Females are built for motherhood. It’s the central fact of women’s existence since the dawn of time. Motherhood is at the core of how women are defined–by ourselves and society. Yet increasingly, it’s not the case for many of us—according to the latest census, almost 46 % of women up to age 44 are childless. And despite scientific advances in fertility and wider opportunities for adoption, increasing numbers of childless women are the result of choice or circumstances.
Even the word “childless” makes me cringe a little; it sounds as if women without children are “less”, missing something, empty rather than full.
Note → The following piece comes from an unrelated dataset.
PR #703, opened 2024-10-17
feat(derive): `BatchValidator` stage

clabby:
## Overview

Adds a new stage to take place of the `BatchQueue` after Holocene activation, the `BatchValidator`. This stage's only role is to consume the `SingleBatch`es from the `BatchStream`, validate them, and send them off to the `AttributesQueue`.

And the truth is that’s how I’ve come to feel since becoming a mother myself—that I would have been missing out.
I experience so much of life through the filter of motherhood that sometimes I forget how I felt being a woman and NOT a mother.
Which is all pretty ironic, looking back. I never dreamed of having babies, never expected to have them, never felt maternal before I had children. I would never have guessed it would become my highest priority, my most important job, even my destiny. If someone asks me to identify myself, being a mother is the first thing I think, whether or not it’s the first thing I say.
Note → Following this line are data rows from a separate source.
PR #717, opened 2024-10-19
feat(workspace): Distribute pipeline, not providers

clabby:
## Overview

Experiment to distribute `DerivationPipeline` types, as `kona-providers-alloy` is doing today. Our abstractions are a bit off right now, with `kona-providers` holding traits specific to `kona-derive`, without ever needing to be used alongside it. However, `kona-providers-alloy` is already following a great pattern by distributing the pipeline itself with a constructor for the configuration as `new_online_pipeline`, as the abstractions intended.

This pattern keeps cyclical dependencies away, and because we're distributing the pipeline, there's no real need for `kona-providers`. We can also extend this pattern further, with a good cleanup of the oracle-backed pipeline into a new `kona-derive-oracle` crate.

This is also how modifications like alt DA intend to ship their pipeline type variants as well.


README.md
```diff
@@ -59,11 +59,13 @@ see the [SDK section of the book](https://anton-rs.github.io/kona/sdk/intro.html
 
 - [`common`](./crates/common): A suite of utilities for developing `client` programs to be run on top of Fault Proof VMs.
 - [`common-proc`](./crates/common-proc): Proc macro for the `client` program entrypoint.
-- [`primitives`](./crates/primitives): Primitive types for use in `kona` crates.
 - [`preimage`](./crates/preimage): High level interfaces to the [`PreimageOracle`][fpp-specs] ABI
+
+**Protocol**
```
refcell, line 64: Pipeline

crates/providers-alloy/README.md
refcell, line 1: Seems like not all of `providers-alloy` was removed here?

crates/derive/src/sources/blobs.rs
refcell, line 1: As part of this pr can we merge the `sources` module into `traits`? sources are just a specific subset of traits that `kona-derive` needs. We don't need to specify them as "sources"

refcell (commented):
I'm a proponent of this refactor. Left a few comments that I'd like to see addressed prior to merging.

Since I came so close to not having kids, sometimes I think about what life might have been like without them. Which is why it was so poignant to read a recent post expressing the reverse.
It’s written by Melanie Notkin, founder of Savvy Auntie, who always wanted and assumed she would be a mom. At 42, she’s seeing her odds of having that fairy tale with a husband and children becoming more unlikely.
I hope you’ll read Melanie’s post, if only to understand how it feels from the other side. What touches me most is how NOT being a mom has inspired her to spin her life in a different direction.
I’m not childless, I’m child-full. I’m not a mother but I am maternal…to the women who are on the other side of hope, know that you are more powerful than your womb. You are maternal whether or not maternity ever comes.
Today’s “savvy auntie” couldn’t be further from the “old maid” of our childhood. Melanie has invented and built a movement based on these enormous social changes—and the fact that it still takes a village to raise a child.
How lucky we are that the Melanies of this world are part of our global village—and all of our lives.